I assume you are referring to derivatives?

\(\displaystyle \frac{d}{dx}(\frac{h(x)}{g(x)})=\frac{g(x)h^{\prime}(x)-h(x)g^{\prime}(x)}{g(x)^2}\)

Does this make sense?

Answer 2

For your problem you have,

\(\displaystyle f(x)=\frac{h(x)}{g(x)}=\frac{3x+8}{5x+5}\)

Answer 3

Yep. I get the wrong answer when I try doing the derivitive

Answer 4

Ok, lets break this up shall we?

\(\displaystyle h(x)=3x+8\)
\(\displaystyle g(x)=5x+5\)

\(h^{\prime}(x)=~?\)
\(g^{\prime}(x)=~?\)

Answer 5

What is the derivative of 3x+8?

Answer 6

3?

Answer 7

Yep, and how about 5x+5?

Answer 8

5

Answer 9

Yeppers!

So now we have,

\(h(x)=3x+8\\
g(x)=5x+5\\
~\\
h^{\prime}(x)=3\\
g^{\prime}(x)=5\)

Now we can input those into this formula,

\(\displaystyle \frac{d}{dx}(\frac{h(x)}{g(x)})=\frac{g(x)h^{\prime}(x)-h(x)g^{\prime}(x)}{g(x)^2}\)

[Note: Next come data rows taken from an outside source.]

Issue #643, opened 2022-07-12
Missing `CodeStored` Event in `cargo contract upload`


xermicus:
I think this is the same issue as #589 but for `upload`, I can just fix it in the same way as in #594?

Proposed fix in #644

PR #644, opened 2022-07-12
contract upload: emitting a warning instead of an error when the cont…

xermicus:
When uploading the same contract multiple times, no `CodeStored` event will be emitted anymore. So instead of failing the command, I propose to just issue a warning as hint for the user.

I think this very similar to: https://github.com/paritytech/cargo-contract/pull/594

Fixes https://github.com/paritytech/cargo-contract/issues/643


ascjones (approved):
LGTM

PR #663, opened 2022-07-28
Fix CI: Wrong path of binaryen

athei:
The download step of binaryen for Windows apparently uses the wrong path within the archive.


HCastano (approved):
Windows stage fails for a different reason now

Issue #525, opened 2022-04-23
Add information for reproducible builds to metadata


cmichi:
Needed to enable reproducible builds for https://github.com/paritytech/ink/issues/1226.

We need:
- rust version
- cargo contract version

What would this look like?

Answer 10

(5x+5)(3)-(3x+8)(5)/(5x+5)^2

Answer 11

so then when you cancel out the (5x+5) from the numerator and denominator, it should be (3)-(3x+8) (5)/(5x+5) correct?

Answer 12

Oh, i think i figured it out. The (5x+5) isn't allowed to cancel right?

Answer 13

\(\displaystyle \frac{(5x+5)(3)-(3x+8)(5)}{(5x+5)^2}\)

This is a technically correct answer. I am sure you could multiply stuff out, and FOIL and such and get stuff to cancel.

Answer 14

{ (5x+5)(3)-(3x+8)(5) } / (5x+5)^2
Use distributive property and simplify the expression within the curly braces { } above.

Answer 15

@kquach1 : Your earlier cancelling out the (5x + 5) is not correct. You cancel it from the first expression which is correct. But the second expression does not have a (5x + 5) in the numerator and so the denominator will be (5x + 5)^2 for the second term.

Instead just simplify the numerator in austinL's expression above and leave the denominator as (5x + 5)^2 or you can make the denominator 25(x + 1)^2.
That will be your f'(x). Substitute x = 3 to evaluate f'(3).